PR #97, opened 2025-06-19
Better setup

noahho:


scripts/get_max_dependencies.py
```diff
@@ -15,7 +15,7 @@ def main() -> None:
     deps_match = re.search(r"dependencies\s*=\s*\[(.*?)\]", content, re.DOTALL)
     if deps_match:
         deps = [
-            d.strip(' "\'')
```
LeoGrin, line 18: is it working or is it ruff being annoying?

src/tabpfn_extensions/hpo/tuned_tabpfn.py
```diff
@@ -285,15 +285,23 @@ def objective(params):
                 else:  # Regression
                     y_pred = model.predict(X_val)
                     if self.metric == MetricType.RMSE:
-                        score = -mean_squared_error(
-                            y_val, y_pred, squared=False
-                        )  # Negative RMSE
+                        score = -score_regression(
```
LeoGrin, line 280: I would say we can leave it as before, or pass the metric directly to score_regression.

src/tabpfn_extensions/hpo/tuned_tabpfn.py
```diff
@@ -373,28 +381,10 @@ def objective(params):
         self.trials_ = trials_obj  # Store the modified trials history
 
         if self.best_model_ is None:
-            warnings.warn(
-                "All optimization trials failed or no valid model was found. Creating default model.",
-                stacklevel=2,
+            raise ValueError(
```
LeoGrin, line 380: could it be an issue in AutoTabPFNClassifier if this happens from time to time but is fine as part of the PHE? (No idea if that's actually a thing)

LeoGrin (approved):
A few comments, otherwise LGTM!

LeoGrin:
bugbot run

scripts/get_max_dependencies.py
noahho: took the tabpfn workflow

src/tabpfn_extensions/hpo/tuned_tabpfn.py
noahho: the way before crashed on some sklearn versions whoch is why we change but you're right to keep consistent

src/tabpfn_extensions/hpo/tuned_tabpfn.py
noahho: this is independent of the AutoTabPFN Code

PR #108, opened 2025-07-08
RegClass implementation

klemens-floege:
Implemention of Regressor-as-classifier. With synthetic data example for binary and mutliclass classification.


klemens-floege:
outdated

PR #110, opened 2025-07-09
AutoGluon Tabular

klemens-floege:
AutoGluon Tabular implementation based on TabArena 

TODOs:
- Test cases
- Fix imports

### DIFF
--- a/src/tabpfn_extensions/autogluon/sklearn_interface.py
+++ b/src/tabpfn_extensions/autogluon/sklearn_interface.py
◇ ◇ ◇
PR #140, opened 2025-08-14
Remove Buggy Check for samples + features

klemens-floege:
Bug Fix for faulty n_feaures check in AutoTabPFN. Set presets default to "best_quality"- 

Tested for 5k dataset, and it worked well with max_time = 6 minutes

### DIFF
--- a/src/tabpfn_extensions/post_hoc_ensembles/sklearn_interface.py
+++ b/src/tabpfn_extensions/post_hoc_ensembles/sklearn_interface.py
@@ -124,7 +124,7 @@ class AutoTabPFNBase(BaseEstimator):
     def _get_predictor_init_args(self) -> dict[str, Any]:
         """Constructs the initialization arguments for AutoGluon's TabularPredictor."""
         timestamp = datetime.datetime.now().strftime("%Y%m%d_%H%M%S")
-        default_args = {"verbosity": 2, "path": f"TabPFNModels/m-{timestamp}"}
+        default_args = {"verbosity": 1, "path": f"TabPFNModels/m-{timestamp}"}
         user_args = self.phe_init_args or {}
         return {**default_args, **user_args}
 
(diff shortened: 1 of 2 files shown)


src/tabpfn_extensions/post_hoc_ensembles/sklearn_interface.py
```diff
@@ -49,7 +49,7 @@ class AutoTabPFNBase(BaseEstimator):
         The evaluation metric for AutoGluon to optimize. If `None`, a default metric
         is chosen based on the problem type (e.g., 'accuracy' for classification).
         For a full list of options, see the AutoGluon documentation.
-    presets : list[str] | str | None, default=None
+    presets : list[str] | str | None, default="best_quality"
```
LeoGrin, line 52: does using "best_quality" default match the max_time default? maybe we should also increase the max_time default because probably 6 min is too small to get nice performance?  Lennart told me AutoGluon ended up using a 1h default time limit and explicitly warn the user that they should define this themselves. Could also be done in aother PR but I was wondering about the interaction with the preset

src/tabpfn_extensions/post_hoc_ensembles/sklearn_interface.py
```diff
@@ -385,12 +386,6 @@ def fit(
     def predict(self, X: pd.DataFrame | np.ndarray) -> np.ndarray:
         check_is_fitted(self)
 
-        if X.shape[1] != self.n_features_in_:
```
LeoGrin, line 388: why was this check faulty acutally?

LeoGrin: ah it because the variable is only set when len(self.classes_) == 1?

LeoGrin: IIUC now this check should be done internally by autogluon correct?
◇ ◇ ◇
→ **Problem to work on**:
Return every line holding the word "presets" from the records.

→ **Exercise result**:
Bug Fix for faulty n_feaures check in AutoTabPFN. Set presets default to "best_quality"- 
-    presets : list[str] | str | None, default=None
+    presets : list[str] | str | None, default="best_quality"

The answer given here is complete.